EXERCISE:
The expected answer is a copy of every line in the listing that has the word "cloned".

****************

Issue #480, opened 2021-12-16
TestRunner not found on a new cloned branch.


lucas-zimerman:
using the command `dotnet clean` on a new cloned branch gives the following error:
```
Build FAILED.

D:\Unity\sentry-unity\test\Directory.Build.props(25,5): error : TestRunner not found. Expected: D:\Unity\sentry-unity/temp/unity-packages/Library/ScriptAssemblies/UnityEngine.TestRunner.dll [D:\Unity\sentry-unity\test\Sentry.Unity.Android.Tests\Sentry.Unity.Android.Tests.csproj]
D:\Unity\sentry-unity\test\Directory.Build.props(25,5): error : TestRunner not found. Expected: D:\Unity\sentry-unity/temp/unity-packages/Library/ScriptAssemblies/UnityEngine.TestRunner.dll [D:\Unity\sentry-unity\test\Sentry.Unity.Tests\Sentry.Unity.Tests.csproj]
D:\Unity\sentry-unity\test\Directory.Build.props(25,5): error : TestRunner not found. Expected: D:\Unity\sentry-unity/temp/unity-packages/Library/ScriptAssemblies/UnityEngine.TestRunner.dll [D:\Unity\sentry-unity\test\Sentry.Unity.iOS.Tests\Sentry.Unity.iOS.Tests.csproj]
D:\Unity\sentry-unity\test\Directory.Build.props(25,5): error : TestRunner not found. Expected: D:\Unity\sentry-unity/temp/unity-packages/Library/ScriptAssemblies/UnityEngine.TestRunner.dll [D:\Unity\sentry-unity\test\Sentry.Unity.Editor.iOS.Tests\Sentry.Unity.Editor.iOS.Tests.csproj]
D:\Unity\sentry-unity\test\Directory.Build.props(25,5): error : TestRunner not found. Expected: D:\Unity\sentry-unity/temp/unity-packages/Library/ScriptAssemblies/UnityEngine.TestRunner.dll [D:\Unity\sentry-unity\test\Sentry.Unity.Editor.Tests\Sentry.Unity.Editor.Tests.csproj]
    0 Warning(s)
    5 Error(s)
```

****************

TASK OUTPUT:
TestRunner not found on a new cloned branch.
using the command `dotnet clean` on a new cloned branch gives the following error:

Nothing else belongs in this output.